Saturday, April 29, 2006

CONDOLENCES TO A FRIEND


"Good fathers make good sons."


I have just learned that John Kenneth Galbraith has passed away in Cambridge, Massachusetts, at the age of 97.

John Kenneth Galbraith was the father of that great American champion of Kurds and the Kurdish cause, Ambassador Peter Galbraith.

Peter Galbraith was the first American official to take serious notice of the Anfal campaign, during a fact-finding trip to Iraq as a member of the Senate Foreign Relations Committee. He returned to South Kurdistan during the 1991 uprising, made a video record of his short trip, including images of Kurds fleeing the Iraqi army--a trip which he made without Senate approval. He escaped through Syria to alert the US government, and the world, to the crisis.

It was after the 1991 trip that Peter Galbraith was accused by official Washington of having become "too emotionally attached" to the Kurdish issue.

He also helped to negotiate the move of some fourteen tons of captured Ba'ath party documents to the National Archives in Washington DC for safekeeping, documents which helped to prove the veracity of Kurdish claims of genocide.

He wrote the "Prevention of Genocide Act," which imposed harsher sanctions against Iraq than similar American laws imposed on South Africa, to include the barring of Iraqi oil imports, instructions for the US to vote against Iraqi loans at the IMF and World Bank, eliminated credits for Iraqi purchases of American food and eliminated similar credits to purchase American manufactured goods, and prohibited exports of all goods requiring export licenses. Additionally, the bill required the American president to certify that Iraq was not using chemical weapons against Kurds and not engaging in genocide of Kurds.

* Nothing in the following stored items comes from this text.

PR #3665, opened 2023-01-25
Exclude malware-detection rules files in /var/tmp (and other locations)

mhuth:

### All Pull Requests:

Check all that apply:

Customers who have /tmp linked to /var/tmp will get false positives from the downloaded rules file in /var/tmp because we only check for the rules file in /tmp.  /facepalm ... D'oh ... crikey ... sheesh ... good lord ....  Anyway, this PR makes sure we check /tmp, /var/tmp, /usr/tmp and tempfile.gettempdir() for the downloaded rules file so we can ignore it in all those locations.

### DIFF
--- a/insights/client/apps/malware_detection/__init__.py
+++ b/insights/client/apps/malware_detection/__init__.py
@@ -7,7 +7,7 @@ from sys import exit
 import logging
 from glob import glob
 from datetime import datetime
-from tempfile import NamedTemporaryFile
+from tempfile import NamedTemporaryFile, gettempdir
 try:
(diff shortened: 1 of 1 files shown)


mhuth:
Customer confirmed that this patch fixed the problem for them, so it would be good to get this out as soon as we can.

ahitacat (approved):
LGTM

mhuth:
Thanks @ahitacat, how do I get this merged as neither of us have permissions to merge it :/

bfahr (approved):

PR #3529, opened 2022-09-20
fix: bz-2091084: used LC_ALL=C.UTF-8 instead of LC_ALL=C

xiangce:
Signed-off-by: Xiangce Liu <xiangceliu@redhat.com>

### All Pull Requests:

Check all that apply:

* [x] Have you followed the guidelines in our Contributing document, including the instructions about commit messages?
* [x] Is this PR to correct an issue?
* [ ] Is this PR an enhancement?

### Complete Description of Additions/Changes:

fix: [bz-2091084](https://bugzilla.redhat.com/show_bug.cgi?id=2091084)

PR #3669, opened 2023-01-31
fix: use LC_ALL=C.UTF-8 for subscription-manager

ptoscano:
Signed-off-by: Pino Toscano <ptoscano@redhat.com>

### All Pull Requests:

Check all that apply:

The default environment for `simple_command` includes `LC_ALL=C`, which means ASCII (and not unicode); in case the language of the system is set to a non-English locale that uses unicode characters (e.g. non-Latin1 languages), then `subscription-manager` will fail to output that with encoding issues (e.g. [1]).

As a simple solution, enforce an unicode English locale for `subscription-manager`, which should avoid those encoding issues.

[1] https://bugzilla.redhat.com/show_bug.cgi?id=2074745

### DIFF
--- a/insights/specs/default.py
+++ b/insights/specs/default.py
@@ -600,8 +600,10 @@ class DefaultSpecs(Specs):
     sshd_config = simple_file("/etc/ssh/sshd_config")
     sshd_config_perms = simple_command("/bin/ls -lH /etc/ssh/sshd_config")
     sssd_config = simple_file("/etc/sssd/sssd.conf")
-    subscription_manager_facts = simple_command("/usr/sbin/subscription-manager facts")
-    subscription_manager_id = simple_command("/usr/sbin/subscription-manager identity")  # use "/usr/sbin" here, BZ#1690529
+    subscription_manager_facts = simple_command("/usr/sbin/subscription-manager facts",
+                                                override_env={"LC_ALL": "C.UTF-8"})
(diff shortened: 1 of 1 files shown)


ptoscano:
Another possibility here could be the modify `SAFE_ENV` directly to be unicode, applying the same for every command run:
```diff
diff --git a/insights/core/spec_factory.py b/insights/core/spec_factory.py
index 5d433f92..03a9c197 100644
--- a/insights/core/spec_factory.py
+++ b/insights/core/spec_factory.py
@@ -32,7 +32,7 @@ SAFE_ENV = {
         "/usr/sbin",
         "/usr/share/Modules/bin",
     ]),
-    "LC_ALL": "C",
+    "LC_ALL": "C.UTF-8",
 }
 """
 A minimal set of environment variables for use in subprocess calls
```
Maybe it could be better, and avoid the need to care about specific applications?

ptoscano:
> Another possibility here could be the modify `SAFE_ENV` directly to be unicode, applying the same for every command run:

This was attempted by #3529, which apparently was withdrawn.

xiangce (approved):

xiangce:
> This was attempted by #3529, which apparently was withdrawn.

Thanks @ptoscano , let's adopt the new resolution of #3636, it's more flexible and won't affect the other commands which are now running well.

PR #3670, opened 2023-02-01
fix: Enhance datasource kernel_module_filters to check the loaded modules

wushiqinlou:

### All Pull Requests:

Check all that apply:

The issue is https://github.com/RedHatInsights/insights-core/issues/3671

My first resolution is to add `keep_rc=True` into the spec:

~~~
modinfo_filtered_modules = command_with_args('modinfo %s', kernel_module_list.kernel_module_filters, `keep_rc=True`)
~~~
After updating, the spec can collect all of the output like this:

~~~
modinfo: ERROR: Module cvblk not found.
modinfo: ERROR: Module drbd not found.
modinfo: ERROR: Module emcpioc not found.
modinfo: ERROR: Module filepath not found.
filename:       /lib/modules/4.18.0-240.22.1.el8_3.x86_64/kernel/drivers/net/ethernet/intel/i40e/i40e.ko.xz
version:        2.8.20-k
...
~~~

However, the problem is that `modinfo: ERROR: Module XXX not found` can break the normal format:

~~~
alias:          pci:v00008086d000015ABsv*sd*bc*sc*i*
almodinfo: ERROR: Module krg_621845_imRH8_K2S_smp64 not found.
modinfo: ERROR: Module oracleafd not found.
ias:          pci:v00008086d000015B0sv*sd*bc*sc*i*
alias:          pci:v00008086d000015AAsv*sd*bc*sc*i*
...
name:           oracleasm
vermagic:       4.18.0-2modinfo: ERROR: Module oracleoks not found.
modinfo: ERROR: Module twnotify not found.
modinfo: ERROR: Module veeamsnap not found.
40.14.1.el8_3.x86_64 SMP mod_unload modversions
sig_id:         PKCS#7
~~~

We can modify the parser `KernelModulesInfo` to fix this issue, however, the broke format is not fixed, I am afraid that it is hard to avoid all the situations.

The second resolution is to update the datasource to only check the loaded modules:

~~~
cat insights/specs/datasources/kernel_module_list.py

@datasource(LsMod, HostContext)
def kernel_module_filters(broker):
    """
    Return a string of a list of modules from the spec filter,
    separated with space.
    """
    filters = sorted((get_filters(Specs.modinfo_modules)))
    if filters:
        new_modules = []
        for item in filters:
            if item in broker[LsMod]:
                new_modules.append(item)
        return ' '.join(new_modules)
    raise SkipComponent
~~~

### DIFF
--- a/insights/specs/datasources/kernel_module_list.py
+++ b/insights/specs/datasources/kernel_module_list.py
@@ -5,10 +5,11 @@ from insights.core.context import HostContext
 from insights.core.exceptions import SkipComponent
 from insights.core.filters import get_filters
 from insights.core.plugins import datasource
+from insights.parsers.lsmod import LsMod
 from insights.specs import Specs
 
 
-@datasource(HostContext)
+@datasource(LsMod, HostContext)
 def kernel_module_filters(broker):
     """
     Return a string of a list of modules from the spec filter,
@@ -16,5 +17,9 @@ def kernel_module_filters(broker):
     """
     filters = sorted((get_filters(Specs.modinfo_modules)))
     if filters:
-        return ' '.join(filters)
+        new_modules = []
+        for item in filters:
+            if item in broker[LsMod]:
+                new_modules.append(item)
+        return ' '.join(new_modules)
     raise SkipComponent
--- a/insights/specs/datasources/kernel_module_list.py
+++ b/insights/specs/datasources/kernel_module_list.py
@@ -17,9 +17,11 @@ def kernel_module_filters(broker):
     """
     filters = sorted((get_filters(Specs.modinfo_modules)))
     if filters:
-        new_modules = []
+        loaded_modules = []
         for item in filters:
             if item in broker[LsMod]:
-                new_modules.append(item)
-        return ' '.join(new_modules)
+                loaded_modules.append(item)
+        if loaded_modules:
+            return ' '.join(loaded_modules)
+        raise SkipComponent
     raise SkipComponent
--- a/insights/collect.py
+++ b/insights/collect.py
@@ -204,8 +204,8 @@ plugins:
         - name: insights.components.virtualization.IsBareMetal
           enabled: true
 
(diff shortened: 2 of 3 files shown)


insights/specs/datasources/kernel_module_list.py
```diff
@@ -5,16 +5,21 @@
 from insights.core.exceptions import SkipComponent
 from insights.core.filters import get_filters
 from insights.core.plugins import datasource
+from insights.parsers.lsmod import LsMod
 from insights.specs import Specs
 
 
-@datasource(HostContext)
+@datasource(LsMod, HostContext)
```
xiangce, line 12: If a parser is required by a datasource, the data source should be `pre-loaded` while the collection, please add it to the "plugins.configs" section of "insights.collect.default_manifest" module, and set its `enable` as true.

insights/specs/datasources/kernel_module_list.py
```diff
@@ -5,16 +5,21 @@
...
     separated with space.
     """
     filters = sorted((get_filters(Specs.modinfo_modules)))
     if filters:
-        return ' '.join(filters)
+        new_modules = []
+        for item in filters:
+            if item in broker[LsMod]:
+                new_modules.append(item)
+        return ' '.join(new_modules)
```
xiangce, line 24: Better raise a `SkipComponent` when no modules are found here.

xiangce (changes requested):

insights/specs/datasources/kernel_module_list.py
wushiqinlou: @xiangce - Updated, please check

insights/specs/datasources/kernel_module_list.py
wushiqinlou: @xiangce - Updated, please check

xiangce (approved):

chenlizhong (approved):
Looks good to me

PR #3680, opened 2023-02-20
feat: New spec "/etc/sos.conf" and its parser

huali027:
New spec "/etc/sos.conf" and its parser

### All Pull Requests:

Check all that apply:

### DIFF
--- a/insights/parsers/sos_conf.py
+++ b/insights/parsers/sos_conf.py
@@ -3,11 +3,8 @@ SosConf - file ``/etc/sos.conf`` or ``/etc/sos/sos.conf``
 =========================================================
 """
 from insights.core import IniConfigFile
-from insights.core.filters import add_filter
 from insights.core.plugins import parser
 from insights.specs import Specs
-
-add_filter(Specs.sos_conf, "[")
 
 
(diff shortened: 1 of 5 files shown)


huali027:

insights/parsers/sos_conf.py
```diff
@@ -0,0 +1,43 @@
+"""
+SosConf - file ``/etc/sos.conf`` or ``/etc/sos/sos.conf``
+=========================================================
+"""
+from insights.core import IniConfigFile
+from insights.core.filters import add_filter
+from insights.core.plugins import parser
+from insights.specs import Specs
+
+add_filter(Specs.sos_conf, "[")
```
xiangce, line 10: TBH, it's not recommended to add the filters of the spec here in the parser, especially for a spec that is not so common as the `ps aux/ps auxww`. How about moving the filters to the rule's side?

huali027: @xiangce yes, works for me. I'll update it.

xiangce (approved):

chenlizhong (approved):

PR #14, opened 2018-07-09
Import via replcompletion

sebasguts:


sebasguts:
I removed the remark about built-in functions.

PR #19, opened 2018-08-03
libjulia ignores .juliarc.jl, let GAP load it if wanted

ThomasBreuer:
- added the user preference `IncludeJuliarcFile` for the package
  `JuliaInterface`

- if this user preference has a suitable value then include the
  `.juliarc.jl` file in question into Julia


sebasguts:
Thank you :)

PR #20, opened 2018-08-14
Replace GAP orbit implementation

fingolfin:
The new one is much faster. Indeed, for me it is faster than the Julia
version. However, that also could be optimized; the main reason I did not yet
do that is that one needs to access a hash function for the orbit elements
(here: GAP integers), and I did not yet bother to figure out how to do that.

### DIFF
--- a/JuliaInterface/example/orbits.gi
+++ b/JuliaInterface/example/orbits.gi
@@ -1,30 +1,29 @@
 LoadPackage( "JuliaInterface" );
 
 bahn := function( element, generators, action )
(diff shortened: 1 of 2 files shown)


fingolfin:
My plan is to also improve the Julia side of this. But as long as I only have `JuliaInterface` in GAP for doing it, this is very painful; it'd be much more convenient if I could instead use LibGAP.jl and then develop this from within the Julia REPL. So in a sense, this is blocked by issue #32

PR #23, opened 2018-08-21
Change some INTOBJ_INT uses

fingolfin:
Instead use ObjInt_Int8, ObjInt_UInt8 etc. to deal with potential overflows:
not all 64 bit values fit into a GAP immediate integers; and of course on 32bit
systems things are different again

That said, I am not even sure Julia works in 32bit mode? In that case, the changes for (u)int32_t are not needed, and I would recommend adding a `static_assert` somewhere for rejecting builds against a 32bit GAP.

### DIFF
--- a/JuliaInterface/src/JuliaInterface.c
+++ b/JuliaInterface/src/JuliaInterface.c
@@ -208,10 +208,10 @@ Obj __ConvertedFromJulia_internal( jl_value_t* julia_obj )
 
     // small int
     if(jl_typeis(julia_obj, jl_int64_type)){
-        return INTOBJ_INT( jl_unbox_int64( julia_obj ) );
+        return ObjInt_Int8( jl_unbox_int64( julia_obj ) );
     }
     if(jl_typeis(julia_obj, jl_int32_type)){
-        return INTOBJ_INT( jl_unbox_int32( julia_obj ) );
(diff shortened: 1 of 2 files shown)


fieker:
On Tue, Aug 21, 2018 at 02:05:39PM +0000, Max Horn wrote:
> Instead use ObjInt_Int8, ObjInt_UInt8 etc. to deal with potential overflows:
> not all 64 bit values fit into a GAP immediate integers; and of course on 32bit
> systems things are different again
> 
> That said, I am not even sure Julia works in 32bit mode? In that case, the changes for (u)int32_t are not needed, and I would recommend adding a `static_assert` somewhere for rejecting builds against a 32bit GAP.
There is a 32 bit julia and as of 6 months ago, most of Nemo/Hecke also
worked in 32 bits (there were a few int/long mistakes in the
c-interface)...
I am not sure though that we are going to support this long term...
(My old notebook was/is 32 bits, so every longer train trip I debugged
the 32 bit version)
Claus

sebasguts:
@fieker Do you think it is really necessary to support 32 bit?

I would like to just do `static_asserts` that just stops compiling JuliaInterface on 32 bit instead of having to keep in mind those differences all the time. There are not that many 32bit systems around anymore, specially on real computers.

PR #24, opened 2018-09-17
re-added the julia version to the package banner

ThomasBreuer:
- added the component `BannerFunction` to `JuliaInterface/PackageInfo.g`,
  which can produce a banner string at runtime, at least from GAP 4.10 on;

- changed the `Dependencies` component to require at least GAP 4.10

### DIFF
--- a/JuliaInterface/PackageInfo.g
+++ b/JuliaInterface/PackageInfo.g
@@ -19,7 +19,7 @@ Persons := [
     IsMaintainer := true,
     FirstNames := "Sebastian",
     LastName := "Gutsche",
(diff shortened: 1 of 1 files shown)


fingolfin:
Note that GAP, if linked against Julia, also prints the Julia version as parts of its banner.

sebasguts:
I am thinking that we might want to also print the Julia version in the JuliaInterface banner.

From the GAP banner, it is easily overlooked, and it might be beneficial to have it printed again in the JuliaInterface banner. Although, we might just want to use the string from GAP again (if it stores it), instead of asking Julia again.

PR #44, opened 2018-09-23
C func call

sebasguts:


JuliaInterface/src/JuliaInterface.c
```diff
@@ -207,6 +207,107 @@ Obj NewJuliaFunc(jl_function_t* function, int autoConvert)
...
 }
 
+/*
+ * C function pointer calls
+ */
+
+typedef Obj (*func_ptr_0_args)();
+Obj DoCallJuliaCFunc0Arg( Obj func )
+{
+    func_ptr_0_args function = (func_ptr_0_args)jl_unbox_voidpointer((jl_value_t*)FEXS_FUNC(func));
```
fingolfin: I would put `jl_unbox_voidpointer((jl_value_t*)FEXS_FUNC(func))` into a helper function. That'll make the code more readable, and also make it trivial to change how the func pointer is stored.

JuliaInterface/src/JuliaInterface.c
```diff
@@ -207,6 +207,107 @@ Obj NewJuliaFunc(jl_function_t* function, int autoConvert)
...
+    return function(arg1,arg2,arg3,arg4,arg5,arg6);
+}
+
+Obj NewJuliaCFunc(void* function, int nr_args, char* args)
+{
+
+    Obj func = NewFunctionC("", nr_args, args, 0);
+
+    switch(nr_args){
+        case 0:
```
fingolfin: Off-topic, but: it'd be great if there was a `.clang-format` file in this repo. Then the code in this file could be formatted uniformly. I normally try to adapt to whatever code formatting conventions are used by a project, but here, I really can't tell what those are, resp. find them so different from any I used before that I have a hard time following them. In either case, a `.clang-format` would simplify writing patches for me a lot.

JuliaInterface/src/JuliaInterface.c
```diff
@@ -207,6 +207,107 @@ Obj NewJuliaFunc(jl_function_t* function, int autoConvert)
...
+            SET_HDLR_FUNC(func, 3, DoCallJuliaCFunc3Arg);
+            break;
+        case 4:
+            SET_HDLR_FUNC(func, 4, DoCallJuliaCFunc4Arg);
+            break;
+        case 5:
+            SET_HDLR_FUNC(func, 5, DoCallJuliaCFunc5Arg);
+            break;
+        case 6:
+            SET_HDLR_FUNC(func, 6, DoCallJuliaCFunc6Arg);
```
fingolfin: While you can do that, the more "natural" way would be to pass the handler in the fourth argument to `NewFunctionC`. But I guess it doesn't really matter in the end.

JuliaInterface/src/JuliaInterface.c
```diff
@@ -207,6 +207,107 @@ Obj NewJuliaFunc(jl_function_t* function, int autoConvert)
...
+            break;
+        default:
+            ErrorQuit("Only 0-6 arguments are supported", 0, 0);
```
fingolfin: Perhaps move this error to *before* calling `NewFunctionC`? Of course it shouldn't *really* matter thanks to garbage collection, but it just feels "more natural" to me to just always perform argument validation before using those arguments.

JuliaInterface/gap/BindCFunction.gi
```diff
@@ -27,15 +27,16 @@ InstallGlobalFunction( JuliaBindCFunction,
         return;
     fi;
 
-    cfunction_call_string := Concatenation( "@cfunction(GAP.prepare_func_for_gap(", julia_name,")" );
```
fingolfin: Also, is `prepare_func_for_gap` still used anywhere else? If not, remove it?

JuliaInterface/gap/BindCFunction.gi
```diff
@@ -27,15 +27,16 @@ InstallGlobalFunction( JuliaBindCFunction,
...
     od;
-    Remove( cfunction_call_string );
-    cfunction_call_string := Concatenation( cfunction_call_string, "))" );
-
-    return _JuliaBindCFunction( cfunction_call_string, nr_args, arg_names );
+    cfunction_call_string := Concatenation( cfunction_call_string, "));" );
+    cfunction_call_string := Concatenation( cfunction_call_string, "\nreinterpret(Ptr{Cvoid},temp)");
+    function_ptr := JuliaEvalString( cfunction_call_string );
+    arg_string := JoinStringsWithSeparator( arg_names, "," );
+    return _NewJuliaCFunc( function_ptr, nr_args, arg_string );
```
fingolfin: This code really could use some comments!

JuliaInterface/example/function_perform.gi
```diff
@@ -0,0 +1,48 @@
+LoadPackage( "JuliaInterface" );
+
+dirs:= DirectoriesPackageLibrary( "JuliaInterface", "example" );
+
+JuliaIncludeFile( Filename( dirs, "function_perform.jl" ) );
+
+if not IsBound(_JuliaFunctionByModuleNoConv) then
+  _JuliaFunctionByModuleNoConv:= _JuliaFunctionByModule;
+  _JuliaFunctionNoConv:= _JuliaFunction;
```
fingolfin: This `if` block is not really needed.

And beyond that, as I mentioned elsewhere, I'd really merge `_JuliaFunctionByModuleNoConv`, `_JuliaFunctionByModule`, `_JuliaFunctionNoConv`, `_JuliaFunction` into a single function.

JuliaInterface/gap/BindCFunction.gi
```diff
@@ -10,7 +10,7 @@
 
 InstallGlobalFunction( JuliaBindCFunction,
   function( julia_name, nr_args, arg_names )
-    local cfunction_call_string, i, cfunc;
+    local cfunction_call_string, i, cfunc, function_ptr, arg_string;
```
fingolfin: Why does one need to specify `nr_args`? Isn't that always equal to `Length(arg_names)`?

JuliaInterface/example/function_perform.gi
```diff
@@ -0,0 +1,48 @@
...
+blafuncC := JuliaBindCFunction( "blafunc", 2, ["a", "b"] );
+
+GASMAN("collect"); ListX([1..10^5], [1..10], {i,j} -> i);; time;
+GASMAN("collect"); ListX([1..10^5], [1..10], ReturnFirst);; time;
+GASMAN("collect"); ListX([1..10^5], [1..10], myfunc);; time;
+GASMAN("collect"); ListX([1..10^5], [1..10], blafunc);; time;
+# GASMAN("collect"); ListX([1..10^5], [1..10], myfuncC);; time;
+GASMAN("collect"); ListX([1..10^5], [1..10], blafuncC);; time;
+GASMAN("collect"); ListX([1..10^5], [1..10], myfuncNoConv);; time;
+GASMAN("collect"); ListX([1..10^5], [1..10], blafuncNoConv);; time;
```
fingolfin: Those `time;` statements are only valid in the interpreter; putting them into `.g` or `.gi` file is not really appropriate.

JuliaInterface/example/function_perform.jl
```diff
@@ -0,0 +1,25 @@
...
+    return a;
+end
+
+function myfunc( a::Int64, b::Int64 )
+    return a;
+end
+
+end
+
+function blafunc(a, b)
```
fingolfin: I understand that this is just my hacked together example, but if this is added to the repo, perhaps let's choose some better names? E.g. 
* Stuff -> function_perform to match the file (and BTW, perhaps use `function_calls` instead? That'd at least match the GAP nomenclature, and also fits with the `jl_call*` function names
* myFunc -> returnFirstWithMethodDispatch
* blafunc -> returnFirstGeneric

Well, or something along these lines.

JuliaInterface/example/function_perform.gi
sebasguts: I will leave them in for now. I would prefer to have two versions of this file
1. a testfile
2. a version that I can copy&paste for demo proposes

sebasguts:
I think I addressed all comments (except the clang-format one, we will do this in a single commit later).

JuliaInterface/configure.ac
```diff
@@ -55,7 +55,7 @@ AC_ARG_WITH([julia],
 )
 JULIA_CPPFLAGS="-I$JULIA/include/julia"
 JULIA_LDPATH="$JULIA/lib"
-JULIA_LDFLAGS="-L$JULIA_LDPATH"
+JULIA_LDFLAGS="-L$JULIA_LDPATH -Wl,-rpath=$JULIA_LDPATH"
```
fingolfin: This is not needed anymore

(For all of this information, and more, see Samantha Power's "A Problem from Hell" America and the Age of Genocide and Jonathan Randal's After Such Knowledge, What Forgiveness?. For online information, a good intro is One Man's Battle to Stop Iraq from CBC news.)

"Good fathers make good sons," is the adage, but in the case of John Kenneth Galbraith, I would amend that adage to say, "Great fathers make great sons." Peter Galbraith, friend of Kurds, is the kind legacy that John Kenneth Galbraith has bequeathed to the world, and to Kurdistan in particular. May his memory forever be revered.

To this friend of Kurds, and to the entire Galbraith family, I offer my deepest condolences on the loss of a great father.

3 comments:

Anonymous said...

my deepest condolences to Mr. Peter Glbraith. Mr Galbraith is really one of the few westerners who realyy understands the Kurdish plight. A lot of newspapapers and American politicians are still disillusioned about the chauvinist and racist nature of the Turkish state. we Kurds have deep respect for our friends.

Dr.Nazhad Hawramany

Anonymous said...

I hate to be the skunk at the funeral, BUT...

Peter Galbraith was a dramatic departure from his arrogant, blinkered, snobby, elitist and incredibly misguided father. John Kenneth Galbraith was a "useful idiot" and apologist par excellence for the vicious gangsters who enslaved Mitteleuropa and Eurasia for 74 years. JKG never missed an opportunity to spit on and ridicule those of us who argued that the USSR was an aggressive and menacing entity that had murdered ~50 MILLION of its own citizens, and he actually came up with the lunatic concept of "convergence," whereby the US and the USSR were moving in each others' direction, to more and more resemble each other.

JKG's works are a matter of public record, there is no way to whitewash them. Those of us who grew up around the corner from his ivory tower at Harvard know all too well his deafness to the cries of millions of murdered innocents, and his disgusting self-congratulation for his own "brilliance."

Of course we send our condolences to Peter, who is a great guy, but DO NOT BE DECEIVED: THAT apple fell FAR from the tree.

David said...

Thanks Mizgin and Phil both for the education. I must say that the son sounds like a wonderful human being.